Here is an alternative approach to spousal maintenance that can be helpful whether you are the party seeking spousal maintenance or the party defending against it. Frequently, parties and attorneys throw out an arbitrary number for spousal maintenance. They give little thought to why they are asking for that number other than it is big (if they are seeking maintenance) or small (if they are defending against it).


This alternative approach to spousal maintenance has proved successful because we can show the “why” behind our proposed spousal maintenance amount. If a party can get the judge to understand the logic behind his or her request, the judge will be more likely to rule in your favor.

To start, we will rely on the Sworn Financial Statement (“SFS”) for both parties. Once we have the SFSs, we ask and answer three simple questions:

  1. What is my net monthly income? How much money do you take home each paycheck after taxes and deductions? If you are a salaried employee, this answer should be easy to find using your most recent paystubs.

    If you are not a salaried employee and your income varies from month to month (or year to year), your best bet is to look at your last three years’ W2s or tax returns. Unless a major change has occurred in the present year, it is generally acceptable to average your last two or three years of income to estimate your income for the current year.
  2. What are my monthly expenses? How much money do you have going out each month? Make sure you are not including expenses that are taken out of your paycheck, otherwise you may be double-dipping.
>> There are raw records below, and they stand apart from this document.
PR #1994, opened 2024-07-29
[SNOW-1554591] Support pandas.Dataframe in session.create_dataframe

sfc-gh-lspiegelberg:
Adds support for `pandas.Dataframe` in `session.create_dataframe`. Effectively encodes in the IR information about the temporary table which stores the data of the `pandas.DataFrame` server-side.


src/snowflake/snowpark/session.py
```diff
@@ -2809,12 +2822,27 @@ def convert_row_to_list(
             and isinstance(origin_data, pandas.DataFrame)
             and isinstance(self._conn, MockServerConnection)
         ):
+            # MockServerConnection creates internally a table, and returns Table object (which inherits from Dataframe).
```
sfc-gh-vbudati, line 2825: nit
```suggestion
            # MockServerConnection internally creates a table, and returns Table object (which inherits from Dataframe).
```

tests/ast/data/Session.create_dataframe_from_pandas.test
```diff
@@ -0,0 +1,18 @@
...
+
+from snowflake.snowpark import Row
+
+from snowflake.snowpark.types import IntegerType, StringType, StructField
+
+import pandas as pd
+
+df = session.create_dataframe(pd.DataFrame([(1, 2, 3, 4)], columns=["a", "b", "c", "d"]))
+
+# Snowpark ignores provided schema for pandas Dataframe.
```
sfc-gh-vbudati, line 11: Would it be possible to also test for the warning with these tests?

sfc-gh-vbudati (approved):
Looks great!

sfc-gh-azwiegincew (approved):

tests/ast/data/Session.create_dataframe_from_pandas.test
sfc-gh-lspiegelberg: we could certainly add a test! I imagine this to come up in code review for merge back, so let's dicuss with Snowpark python team then on what we should do for this case.

PR #2002, opened 2024-07-30
SNOW-1458141 Implement Index.all and Index.any

sfc-gh-vbudati:

   

   Fixes SNOW-1458141

- Implemented `Index.all` and `Index.any`. 
- `all` should return True when all values are truthy, else False.
- `any` should return True when any value is truthy, else False.
- I reused the Series' implementation for these methods.
- Fixed SNOW-1017231.


tests/integ/modin/index/test_all_any.py
```diff
@@ -0,0 +1,66 @@
...
+    native_pd.Index([3, np.nan, 5], name="my_index"),
+    native_pd.Index([1.1, np.nan]),
+    native_pd.Index([5, None, 7]),
+    native_pd.Index(["a", "b", 1, 2]),
+    native_pd.Index(["a", "b", "c", "d"]),
+    native_pd.Index([5, None, 7]),
+]
+
+
+@pytest.mark.parametrize("native_index", NATIVE_INDEX_BOOL_INT_TEST_DATA)
```
sfc-gh-nkrishna, line 33: I think it would be better to parametrize any/all and just have 2 tests -- one for the negative test and one for the normal test since the code is pretty much replicated. For the negative even the error checking you can do with f-string

sfc-gh-nkrishna (approved):
LGTM (approving), just one suggestion

tests/integ/modin/index/test_all_any.py
sfc-gh-vbudati: done!

src/snowflake/snowpark/modin/plugin/extensions/index.py
```diff
@@ -734,11 +733,32 @@ def all(self) -> None:
...
+        False, because 0 is considered False.
+
+        >>> pd.Index([0, 1, 2]).all()
+        False
         """
-        # TODO: SNOW-1458141 implement all
+        # If self is empty, the result for all is always True. This `self.empty` check results in one extra query.
+        # Passing an empty object through `query_compiler.all` results in the ValueError:
+        # The truth value of a Series is ambiguous. Use a.empty, a.bool(), a.item(), a.any() or a.all().
+        if self.empty:
```
sfc-gh-azhan, line 752: we can skip this check and just use to_series.all so we don't need this extra query right?

src/snowflake/snowpark/modin/plugin/extensions/index.py
```diff
@@ -734,11 +733,32 @@ def all(self) -> None:
...
+            return True
+        return (
+            self.to_series()
+            ._query_compiler.all(axis=0, bool_only=None, skipna=None, **kwargs)
```
sfc-gh-azhan, line 756: why not just to_series().all(...)?

src/snowflake/snowpark/modin/plugin/extensions/index.py
```diff
@@ -763,8 +783,28 @@ def any(self) -> None:
...
+
+        >>> index = pd.Index([0, 0, 0])
+        >>> index.any()
+        False
         """
-        # TODO: SNOW-1458141 implement any
+        # If self is empty, the result for any is always False. This `self.empty` check results in one extra query.
+        # Passing an empty object through `query_compiler.any` results in the ValueError:
+        # The truth value of a Series is ambiguous. Use a.empty, a.bool(), a.item(), a.any() or a.all().
+        if self.empty:
```
sfc-gh-azhan, line 800: similar suggestions to all()

docs/source/modin/supported/index_supported.rst
```diff
@@ -65,9 +65,9 @@ Methods
 +-----------------------------+---------------------------------+----------------------------------+----------------------------------------------------+
 | DataFrame method            | Snowpark implemented? (Y/N/P/D) | Missing parameters               | Notes for current implementation                   |
 +-----------------------------+---------------------------------+----------------------------------+----------------------------------------------------+
-| ``all``                     | N                               |                                  |                                                    |
+| ``all``                     | P                               |                                  | ``N`` for non-integer/boolean types.               |
```
sfc-gh-azhan, line 68:
```suggestion
| ``all``                     | P                               |                                  | ``N`` for non-numeric types.               |
```

src/snowflake/snowpark/modin/plugin/extensions/index.py
sfc-gh-vbudati: That should work, I didn't think of that.

docs/source/modin/supported/index_supported.rst
sfc-gh-vbudati: I wrote non-integer/boolean because float types don't work

sfc-gh-azhan: why float does not work? It works in native pandas though.

sfc-gh-vbudati: It's because floats cannot be cast to boolean values in Snowflake (this is what the existing Series query compiler method does). I'm thinking maybe trying to round them or using some `IFF` statement might get around this? I'll try that out.

sfc-gh-azhan: if `pd.Series([1.1, 0.1, 3]).all()` does not work then we could fix it too.

src/snowflake/snowpark/modin/plugin/extensions/index.py
sfc-gh-vbudati: `to_series.all()` does not return the correct value - instead it raises the ValueError I mentioned in the comment above

sfc-gh-azhan: It sounds like a bug. Does `pd.Series([]).all()` works?

sfc-gh-azhan: I got a `NotImplementedError: Snowpark pandas all API doesn't yet support non-integer/boolean columns` error

sfc-gh-vbudati: Follow-up from in-person discussion - I fixed the bug when the Series is empty. Here's an old JIRA referring to it. https://snowflakecomputing.atlassian.net/browse/SNOW-1017231

src/snowflake/snowpark/modin/plugin/compiler/snowflake_query_compiler.py
```diff
@@ -2102,9 +2102,18 @@ def _bool_reduce_helper(
         assert agg_func in ("all", "any")
 
         frame = self._modin_frame
+
+        # Even though it incurs an extra query, we must get the length of the index to prevent errors.
+        # Empty Series objects return True/False for all/any respectively, regardless of the Series dtype.
+        # Otherwise, Series([], dtype="object").all() would raise a NotImplementedError while
+        # Series([], dtype=bool).all() would work fine; in reality they both produce the same result, True.
+        empty_index = self.get_axis_len(axis=0) == 0
```
sfc-gh-vbudati, line 2110: I fixed the bug where empty Series worked incorrectly with all/any. None of this logic is needed anymore. We could get rid of `empty_index = self.get_axis_len(axis=0) == 0` but then empty Series of non-bool/int type would raise a NotImplementedError. However, this would reduce the query count everywhere by 1.

sfc-gh-vbudati: I got rid of this query - now `pd.Series([], dtype=bool)` works with all/any but `pd.Series([], dtype=float)` doesn't. One reason I did this is because it's inconvenient to modify lots of the existing test query counts where it's expecting only one query.

src/snowflake/snowpark/modin/plugin/extensions/index.py
```diff
@@ -708,8 +708,7 @@ def T(self, *args: Any, **kwargs: Any) -> Index:
         """
         return self
 
-    @index_not_implemented()
-    def all(self) -> None:
+    def all(self, *args, **kwargs) -> bool | ExtensionArray:
```
sfc-gh-azhan, line 711: can you add one sentence in the docstring below saying `*args, **kwargs` are added for compatibility but not used in Snowpark.

sfc-gh-azhan (approved):

PR #2004, opened 2024-07-30
[SNOW-1491295] Support DataFrame.agg in Snowpark IR

sfc-gh-lspiegelberg:
Support DataFrame.agg in Snowpark IR

### DIFF
--- a/src/snowflake/snowpark/dataframe.py
+++ b/src/snowflake/snowpark/dataframe.py
@@ -1732,9 +1732,6 @@ class DataFrame:
 
         df = self.group_by(_emit_ast=False).agg(*exprs, _emit_ast=False)
 
-        # if _emit_ast:
-        #     stmt.var_id.bitfield1 = self._ast_id
-
         return df
 
     @df_to_relational_group_df_api_usage
--- a/src/snowflake/snowpark/dataframe.py
+++ b/src/snowflake/snowpark/dataframe.py
@@ -1655,6 +1655,7 @@ class DataFrame:
     def agg(
         self,
         *exprs: Union[Column, Tuple[ColumnOrName, str], Dict[str, str]],
+        _emit_ast: bool = True,
     ) -> "DataFrame":
         """Aggregate the data in the DataFrame. Use this method if you don't need to
         group the data (:func:`group_by`).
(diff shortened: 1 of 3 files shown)


src/snowflake/snowpark/dataframe.py
```diff
@@ -1713,7 +1714,25 @@ def agg(
...
+
+        # AST.
+        if _emit_ast:
+            stmt = self._session._ast_batch.assign()
+            expr = with_src_position(stmt.expr.sp_dataframe_agg, stmt)
+            self.set_ast_ref(expr.df)
+            exprs, is_variadic = parse_positional_args_to_list_variadic(*exprs)
+            for e in exprs:
+                if isinstance(e, Column):
+                    build_expr_from_snowpark_column_or_col_name(
```
sfc-gh-azwiegincew, line 1726: Unless things have changed from the last time I called the function, `build_expr_from_python_val()` includes this case, so you don't need the if.

sfc-gh-azwiegincew (approved):

src/snowflake/snowpark/dataframe.py
sfc-gh-heshah: If moving parameter type checking to the server side is better / the plan, then please disregard my comments below.

`build_expr_from_python_val` should still include the `Column` case, but I think the use of this method for handling both constants and `Column`s should be limited to APIs which need this functionality due to highly flexible input parameters (like in `TableFunctionCall`s, and others I think)

In most cases where the argument is expected to be a `Column` or `str` representing the column name, eventually Snowpark raises an exception if this isn't true. It might be better to have this check as `isinstance(e, (Column, str))` just so we can raise errors early in the thin client later.

sfc-gh-azwiegincew: Isn't this the case here though? We are literally allowing e to be any of the types supported by the more flexible function, so why have the branch?

sfc-gh-heshah: Sorry, yes, that makes sense. The same argument typing is present in `RelationalGroupedDataFrame.agg`, but I was under the impression that I had done something similar for checking all three possible argument types. Looks like I just called `build_expr_from_python_val` myself 😅

sfc-gh-azwiegincew: We might to optionally pass the allowed set of types to `build_expr_from_python_val()` to take care of the issue at a more fundamental level. I'm assuming we'll significantly revamp validation when we go to Phase 1 and lose the existing client-side validation.

sfc-gh-lspiegelberg: makes sense, let me remove the if statement to simplify the logic then.

PR #4132, opened 2026-03-23
SNOW-3266495: Defer HAVING, ORDER BY, LIMIT clauses in SCOS compatibility mode

sfc-gh-joshi:

   

   Fixes SNOW-3266495

Snowflake SQL requires HAVING, ORDER BY, and LIMIT clauses of a GROUP BY statement to appear in that particular order. For example:
```sql
SELECT 
    "DEPT", 
    count(1) AS "HEADCOUNT", 
    avg("SALARY") AS "AVG_SALARY"
 FROM (
 SELECT 
    "ID", 
    "DEPT", 
    "SALARY"
 FROM (
 SELECT $1 AS "ID", $2 AS "DEPT", $3 AS "SALARY" FROM  VALUES (1 :: INT, 'engineering' :: STRING, 80000 :: INT), (2 :: INT, 'engineering' :: STRING, 90000 :: INT), (3 :: INT, 'sales' :: STRING, 50000 :: INT), (4 :: INT, 'sales' :: STRING, 60000 :: INT), (5 :: INT, 'hr' :: STRING, 45000 :: INT), (6 :: INT, 'hr' :: STRING, 55000 :: INT), (7 :: INT, 'engineering' :: STRING, 85000 :: INT)
)
)
 GROUP BY 
    "DEPT"
 HAVING ("HEADCOUNT" > 1)
 ORDER BY "AVG_SALARY" DESC NULLS LAST
 LIMIT 2 OFFSET 0
```

Re-arranging any of these clauses produces a syntax error. Currently, when `_is_snowpark_connect_compatible_mode` is set, the order in which these clauses are added depends on the order in which they are specified by the user. That is, `df.groupBy(...).agg(...).sort(...).filter(...)` would emit `ORDER BY` before `HAVING`, resulting in a compilation error.

This PR defers the generation of these clauses for GROUP BY aggregations. Instead of appending each clause to the analyzer tree when a method is called, the new `DataFrame._build_post_agg_df` method ensures the clauses are added in the correct order.


tests/integ/test_df_aggregate.py
```diff
@@ -928,6 +928,152 @@ def test_filter_sort_limit_snowpark_connect_compatible(session, sql_simplifier_e
...
+            result10,
+            [
+                Row("sales", 2, 55000.0),
+                Row("hr", 2, 50000.0),
+                Row("engineering", 3, 85000.0),
+            ],
+        )
+
+        # Repeated filter: first filter uses the HAVING append path,
+        # second filter falls back to the regular (subquery WHERE) path.
```
sfc-gh-aling: can you help check the spark behavior?
I'm wondering if the second filter should be merged into having or a regular where

src/snowflake/snowpark/dataframe.py
```diff
@@ -689,7 +689,15 @@ def __init__(
...
         self.is_cached: bool = is_cached  #: Whether the dataframe is cached.
+        # Internal state variables used to construct flattened GROUP BY clauses in the correct order
+        # in SCOS compatibility mode.
+        # See comments on `_build_post_agg_df` for details.
         self._ops_after_agg = None
+        self._agg_base_plan = None
+        self._agg_base_select_statement = None
+        self._pending_having = None
+        self._pending_order_by = None
+        self._pending_limit = None
```
sfc-gh-aling: I'm curious how multiple filter would affect the plan generation

```python
df1 = df.groupBy(...).agg(...)
df2 = df1.filter(...).limit().filter(...)
df3 = df1.filter(...).filter(...).limit()
df4 = df1.limit().filter(...).filter(...)
```

1. do df2,3,4 output the same query?
2. what's the behavior in spark and do we align with spark behavior after your code change?

sfc-gh-joshi: That's a good point. It looks like in spark, `filter` is not commutative across a sequence of `df.filter(...).orderBy(...).limit(...).filter(...)` (the final call will see a deterministic subset of rows based on the prior order/limit). I'll need to do some more testing to see what this means for SQL generation, and whether the cases you mentioned have similar problems.

sfc-gh-joshi: @sfc-gh-aling I added some test cases covering this behavior, and checked the output against spark. The changes are:
1. Operations that occur after a LIMIT now always produce a new sub-query, since FILTER -> LIMIT and LIMIT -> FILTER are not equivalent.
2. Consecutive filter operations are now conjoined into a single HAVING clause. I don't think SQL has any short-circuiting evaluation behavior that imperative languages do, so I believe this should always be equivalent. The Spark `explain` plans I looked at did also combine filter clauses together into a single operator.
3. Consecutive ordering operations are now combined into a single ORDER BY, with the last ordering clause appearing first in the SQL.

Most of these cases were previously broken in SCOS, as the only sequence of operations that would have produced valid SQL was `df.groupby(...).agg(...).filter(...).orderBy(...).limit(...)`, where the operations appeared in the same order as that required by SQL.

sfc-gh-aling: nice, thanks for checking the behavior!
re1: does `orderBy` also produce a subquery like `limit`?

sfc-gh-joshi: ORDER BY does not create a new sub-query, since FILTER and ORDER BY are semantically commutative.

    Also, make sure you are listing all of your expenses, but that you aren’t inflating your expenses. Remember, you may need to defend these amounts in Court, so overestimating your expenses may end up hurting your case.

    However, it is okay to include expenses you do not currently pay for but anticipate paying for in the near future. Finally, make sure you are annualizing the expenses that fluctuate each month. In other words, you add up the fluctuating expenses and then divide the yearly total by 12 months.
  3. What is my monthly shortfall or excess? How much money do you have left over each month after you have paid your bills? If your expenses are greater than income, it is possible for this number to be negative. In fact, if you are the spouse seeking support, chances are your number is negative.

Once you have answered these questions for yourself, the next step is to run the same exercise for the other party. When looking at the other party’s income, you should consider whether they are hiding anything.

Also, when determining the other party’s expenses, we make sure they are not “double-dipping” or inflating their expenses. This happens frequently, so it is important to be on the lookout for expenses you know for a fact are not accurate.

If you are seeking spousal support, you want to request an amount within the range of what you need (monthly shortfall) and what the other party can afford to pay (monthly excess).

Conversely, if you are defending against spousal maintenance, you either want to prove that the other party can support themselves (they have no monthly shortfall) or propose an amount within the range of what you can afford to pay (monthly excess). Obviously, if you do not have any monthly excess, you should make the argument that you cannot afford to pay spousal support regardless of the other parties’ need.

(Note: the above is based on a similar blog post previously published by Modern Law.)